30 January 2014
Sometimes, people see spots, sick people get spots, and leopards never change their spots. But the sun is losing its spots. Spots are almost the “trademark” of the solar sphere, but all that might be changing. Sunspots are cooler and darker areas on the surface of the sun. The spots are thought to be caused by powerful and complex magnetic fields forming, changing and breaking up inside the sun. Surprisingly, it is just from these cool spots that solar flares suddenly flash out from the sun’s surface into space.
Unlike the leopard, the sun changes its spots, constantly. However, the number of spots has always changed in a predictable 11-year cycle. Beginning with the fewest spots at the solar minimum, the sun increases to a spotty and stormy solar maximum. Then, it returns to the less spotty minimum, again, and starts over. But something funny is going on.
In 2007, the sun sunk into one of its most spot-less minimums. When this happened, in the past, the sun was expected to make up for its “quiet time” later — with even more spots, storms and flares as it approached its maximum. So, solar observers braced for what they thought would be one of the most active “maximums” in recent history. But, in 2008, the spotlessness continued. With this much rest, everyone was sure the sun was ready to “party hardy.” Everyone braced for the maximum of all maximums with maybe the most active cycle in recorded history.
Spots should have started picking up by the end of 2008 but, instead, the number of spots dropped down – way down. Not since 1913, had there been a year with fewer sunspots. And 2009, the year when activity should have increasing toward the maximum, nothing happened. At least, nothing happened until December when a sudden burst of sunspots ignited hope of an expected rise towards the maximum. But it didn’t happen. In 2010, the “pick-up” in activity was definitely disappointing.
When the sun perked up, and spots increased, in 2011, there was a bit of hope, but 2012 was a big disappointment. Not giving up on the maximum, some said they had the answer. The solar maximum was doing a “double peak” – rising, in 2011, declining, in 2012, with 2013 as the big year for new sunspots. It didn’t happen. If anything, the “turnout” for new spots, in 2013, was dismal. What’s the big deal about 2013? Well, it should have been the solar maximum, but was weaker than most minimums.

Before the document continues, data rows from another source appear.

PR #417, opened 2019-12-14
Expand Function Extensionality

nikivazou:
When two function expressions, say `e1` and `e2` are compared on the RHS of a constraint they are saturated with a fresh argument `x` (e1 == e2 turns into e1 x == e2 x). 

See https://github.com/ucsd-progsys/liquid-fixpoint/blob/698f5f7a00bd3e70080c76538bf8eca7af6cd20f/tests/pos/T416.fq that is now OK.

### DIFF
--- a/liquid-fixpoint.cabal
+++ b/liquid-fixpoint.cabal
@@ -74,6 +74,7 @@ library
                     Language.Fixpoint.Solver.UniqifyBinds
                     Language.Fixpoint.Solver.UniqifyKVars
                     Language.Fixpoint.Solver.Worklist
+                    Language.Fixpoint.Solver.Extensionality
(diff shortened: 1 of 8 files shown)


ranjitjhala:
Is the “x” added as a fresh binder to the environment? (If not where does it come from?)

nikivazou:
Yes, the `x`s are accumulated and then added in the `bs` (https://github.com/ucsd-progsys/liquid-fixpoint/blob/698f5f7a00bd3e70080c76538bf8eca7af6cd20f/src/Language/Fixpoint/Solver/Extensionality.hs#L27)

ranjitjhala:
👍

PR #420, opened 2020-02-09
check whether binder is free in eliminateEta

yiyunliu:


nikivazou:
Thanks! Can you create a LH pull request that links this?

PR #421, opened 2020-02-14
fix for LH #1613

nikivazou:
Serialization of data declarations was ignoring the type parameters of the type constructions when serializing Type constructors.


ranjitjhala:
Thanks Niki!!! Pretty surprising this was working at all ... wonder if it’s
some change in smtlib?

nikivazou:
I don't think there is a change.
I assume it just happened and all the arguments were encoded as SMT ints.

PR #422, opened 2020-02-26
Get ple candidates from argument of applications

nikivazou:
Fix for https://github.com/ucsd-progsys/liquidhaskell/issues/1620

### DIFF
--- a/src/Language/Fixpoint/Solver/Instantiate.hs
+++ b/src/Language/Fixpoint/Solver/Instantiate.hs
@@ -412,7 +412,7 @@ topApps = go
     go (EBin  _ e1 e2) = go e1  ++ go e2
     go (PNot e)        = go e
     go (ENeg e)        = go e
-    go e@(EApp e1 e2)  = e:(go e1 ++ go e2)
+    go e@(EApp e1 e2)  = e:(concatMap go es) where (_,es) = splitEApp e
     go _               = []
 
 -- makeLam is the adjoint of splitEApp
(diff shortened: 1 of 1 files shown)


ranjitjhala:
@nikivazou   What is the motivation for this? The LH issue is too long :-) 

Please *do not* merge this without a simple .fq example that shows why the feature is needed.

(I really don't want to add things to PLE without very good justification.)

Is it that we were not, for example, doing PLE for function-arguments like, so e.g. given defs:

```
define bar(x) = 10
define foo(z) = z + 1
```

we could not prove that:

```
foo(bar 10) == 11
```

Or something like that? Either way, please add a test to the .fq

ranjitjhala:
For example, see

https://github.com/ucsd-progsys/liquid-fixpoint/blob/develop/tests/proof/ple4.fq

there needs to be a similar test for whatever this edit is doing.

nikivazou:
It is exactly what you described. 
What can we do, they are abusing ple with higher order functions... 
ok, let me first check if it breaks anything and then I will add the example

nikivazou:
BTW, do you have any recollection why we do not expand the arguments?

ranjitjhala:
Not really, am a bit surprised the various examples worked _without_
expanding the arguments TBH!

nikivazou:
> Not really, am a bit surprised the various examples worked _without_ expanding the arguments TBH!

The magic of congruence :) 

So, when this expansion is on, we end up triggering many partial applied functions, which is dangerous. E.g., we might expand partially applied data constructors, which are interpreted by the SMT, and then SMT complains.

PR #423, opened 2020-03-12
fix substitution bug in PLE

nikivazou:
For an equation `geq x y = if x >= y then true else false` the call `geq y x` would return 
```
(if x >= y then true else false) [x |-> y, y |-> x]
(if y >= y then true else false) [y |-> x]
(if x >= x then true else false) 
true
```

Solution: uniquefy the arguments in Equations. 

PS: The fact that we have to write `geq x y = if x >= y then true else false` instead of `geq x y = x >= y`  was what I was really trying to address and it is coming next :)


ranjitjhala:
Nice! Minor issue -- when you write

  the call `g y x` would return...

you mean

  the call `geq y x` would return ... right?

ranjitjhala:
Let me take a look a bit later today?

nikivazou:
Sure! 
I am digging into a deeper issue, so will make another PR, hopefully soon.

The sun is so quiet that it’s causing real concern. Has anything like this every happened before? Well, there was the Maunder Minimum – a time during the last half of the 17th Century when sunspots just about disappeared. There’s a certain comforting reassurance in knowing that what’s happening now has happened before. But the Maunder Minimum may have come with a price. The sun’s activity can affect atmospheric weather on Earth. During the Maunder Minimum, Europe had a record cold wave. Some called, and call, it a mini-ice age. That may be too strong, but you get the idea. It got really cold.
Could another Maunder Minimum cause an extended period of much colder temperatures? Sure. But we always think of any “decrease” in the sun’s activity as causing cold and any increase as causing warmth. But things may not be that simple. The sun’s effects on the earth’s weather might have less to do with hot or cold and more to do with disruption: extreme and unpredictable weather “events.”
More troubling than the decline in the sun’s activity is the speed of the decline. A decrease in solar activity has never happened so suddenly in recorded history. By checking polar ice cores, researchers can estimate increases and decreases in solar activity going back into prehistoric times. What have they found? Solar activity hasn’t decreased this quickly in the last 10,000 years. So, we can’t look back to any period of history for the recorded effects of this kind of change. Without that, we can’t be sure what these speedy changes in the sun’s activity may bring.
Some have expressed concerns that sun may be shrinking. In the 17th century, French astronomer Jean Picard was the first to measure the sun’s diameter. Working during the period of the Maunder Minimum, he found the sun to be larger than it is today. Could that be true? Well, instruments weren’t as reliable in those days. The atmosphere, itself, affects the accuracy of the images from telescopes, so there might have been a “margin of error.
Researchers are, now, using space telescopes to try to get the best measurements possible. So far, careful observation from space seems to show that the sun is shrinking. Or is it? Again, more questions. The problem with measuring a “quiet,” “spotless” sun is that it’s probably less “puffed up” than when it’s covered with spots and storms. So, the “shrinkage” may just be a temporary effect of the lack of solar activity.
For the last 19 years, instruments have been measuring TSI — total solar irradiance. TSI is the amount of energy the sun radiates out into space. Has the sun been “shining on brightly” during this period of decreased sunspot activity? No, the sun’s TSI has dropped. What does this mean? Well, once again, no one is really sure. Our ability to get good information about the sun has never been better, but understanding what all that information means is “another matter.”
At least, the sun is taking a short nap. At most, it’s burning down. In the middle? Well, no one’s sure exactly what our spotless sun is up to these days.